A. On September 13, 2010, the Plaintiff leased the building of the gas station in Seo-gu Incheon, Incheon (hereinafter “instant gas station”) under the name of the Plaintiff. On November 10, 2010, the Plaintiff completed business registration under the name of the Plaintiff. Since that time, the Plaintiff operated the gas station in the name of the Plaintiff. On January 17, 201, the Plaintiff changed the name of the business operator of the gas station to E, the Defendant’s birth.

B. On August 22, 2016, the Plaintiff received a demand for the payment of the amount in arrears of value-added tax as indicated below from the Korea Asset Management Corporation, which was entrusted by the head of Seoin Incheon District Office to collect the amount in arrears.
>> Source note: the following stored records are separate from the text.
PR #38, opened 2021-12-12
Change command output on compilation error

### LINKED ISSUE #37: Report compile errors better
Hey,

I'd like to propose a change, but this might be a nitpick so feel free to ignore.

What do you think about improving the UX by showing a different failure emoji rather than the green thick mark when `nile compile` is done but the contract compilation fails? 

So instead of this:

```
nile compile contracts/contract.cairo
🔨 Compiling contracts/contract.cairo
contracts/contract.cairo:19:5: Expected exactly 0 expressions, got 1.
    return (0)
    ^********^
✅ Done
```

we could have 
```
nile compile contracts/contract.cairo
🔨 Compiling contracts/contract.cairo
contracts/contract.cairo:19:5: Expected exactly 0 expressions, got 1.
    return (0)
    ^********^
🛑 Compilation failed with 1 error
```

It's easier to spot that something actually failed (red vs. green). Would be also useful for a project with a lot of contracts, where the compilation failure might scroll off screen.

I also think if the compilation fails, `nile compile` should [exit with a non zero value](https://bash.cyberciti.biz/guide/The_exit_status_of_a_command) so that it can be used in scripting or CI workflows or in similar context.

I'm happy to send a PR if you believe doing this is worthwhile.

milancermak:
Partially resolves #37. If there's a compilation error, `nile compile` now outputs this:

```
$ nile compile contracts/contract.cairo
🔨 Compiling contracts/contract.cairo
contracts/contract.cairo:19:5: Expected exactly 0 expressions, got 1.
    return (0)
    ^********^
🛑 Failed to compile 1 contract
```

I ran tox and it reported this is good to go, hopefully I didn't forget anything else.

The return value of `nile compile` is still 0 even on compilation failure. I'd rather do that part in a separate PR and on all commands, since I think it makes sense.

Happy to hear your thoughts.

### DIFF
--- a/src/nile/commands/compile.py
+++ b/src/nile/commands/compile.py
@@ -25,7 +25,8 @@ def compile_command(contracts):
         all_contracts = get_all_contracts()
 
     results = [_compile_contract(contract) for contract in all_contracts]
-    failures = sum(r != 0 for r in results)
+    failed_contracts = [c for (c, r) in zip(all_contracts, results) if r != 0]
+    failures = len(failed_contracts)
 
     if failures == 0:
         print("✅ Done")
@@ -33,7 +34,9 @@ def compile_command(contracts):
         exp = f"{failures} contract"
         if failures > 1:
             exp += "s"  # pluralize
-        print(f"🛑 Failed to compile {exp}")
+        print(f"🛑 Failed to compile the following {exp}:")
+        for contract in failed_contracts:
+            print(f"   {contract}")
 
 
 def _compile_contract(path):
--- a/src/nile/commands/compile.py
+++ b/src/nile/commands/compile.py
@@ -18,17 +18,22 @@ def compile_command(contracts):
         print(f"📁 Creating {ABIS_DIRECTORY} to store compilation artifacts")
         os.makedirs(ABIS_DIRECTORY, exist_ok=True)
 
+    all_contracts = contracts
+
     if len(contracts) == 0:
         print(f"🤖 Compiling all Cairo contracts in the {CONTRACTS_DIRECTORY} directory")
-        for path in get_all_contracts():
-            _compile_contract(path)
-    elif len(contracts) == 1:
-        _compile_contract(contracts[0])
-    else:
-        for path in contracts:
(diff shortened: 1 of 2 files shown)


milancermak:
Ah, still need to `tox -e lint`

brb

src/nile/commands/compile.py
```diff
@@ -18,17 +18,22 @@ def compile_command(contracts):
...
+        all_contracts = get_all_contracts()
 
-    print("✅ Done")
+    results = [_compile_contract(contract) for contract in all_contracts]
+    failures = sum(r != 0 for r in results)
+
+    if failures == 0:
+        print("✅ Done")
+    else:
+        exp = f"{failures} contract"
```
martriay, line 33: is there an easy way to get _which ones_?

martriay (approved):
Looks really good! Left a minor suggestion, you can merge it without it :)

src/nile/commands/compile.py
milancermak: Yeah, I thought about that as well. It's easy to get it done. What do you think about an output like this?

```
$  nile compile
🤖 Compiling all Cairo contracts in the contracts directory
🔨 Compiling contracts/app.cairo
🔨 Compiling contracts/contract2.cairo
contracts/contract2.cairo:22:5: Expected exactly 0 expressions, got 1.
    return (2)
    ^********^
🔨 Compiling contracts/contract.cairo
contracts/contract.cairo:19:5: Expected exactly 0 expressions, got 1.
    return (0)
    ^********^
🛑 Failed to compile the following 2 contracts:
   contracts/contract2.cairo
   contracts/contract.cairo
```

It's, of course, easy to adjust, so if you have any input, I can make it happen ;)

martriay: that looks perfect!

milancermak: Done in the latest commit f04563d

milancermak:
I don't have access to merge it to `main`, you'll have to do it 😇

martriay:
Thanks 🎉

PR #39, opened 2021-12-19
Add mainnet compatibility

martriay:


fracek (approved):
LGTM.

Only comment was about the name `mainnet`/`goerli` but we discussed it last time and I think it's fine.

(Amount in arrears is as of August 1, 2016). The fact that there is no dispute over the total amount of value-added tax for the principal of the principal tax due to the payment deadline of the amount in arrears, as of March 31, 2012; the fact that there is no dispute over the main tax due of the amount in arrears; the entries in the evidence Nos. 1, 4, and 7; and the purport of the whole pleadings; and the purport of the whole pleadings.

2. The parties' assertion

A. Plaintiff 1) With the Plaintiff and the Defendant, only the name of business registration of the instant gas station is the Plaintiff. The actual operation of the gas station in this case is the Defendant. Accordingly, when the value-added tax is imposed on the sales of the gas station in this case, there was an agreement by the Defendant to pay the amount corresponding to the value-added tax, so the Defendant should pay the amount corresponding to the value-added tax imposed on the Plaintiff. Therefore, the Defendant should pay KRW 375,376,8

B) Even if the agreement between the Plaintiff and the Defendant on the payment of value-added tax is not acknowledged, in light of the principle of substantial taxation, the above disposition was rendered against the Defendant, who actually operated the gas station in this case, even though the above value-added tax should be imposed, and thus, the Defendant should return the amount in arrears of value-added tax to the Plaintiff as unjust enrichment. (ii) The Plaintiff was registered as a delinquent taxpayer on January 30, 2013 due to the delinquency in payment of damages and consolation money, and thus, financial transactions and credit cards such as bank use.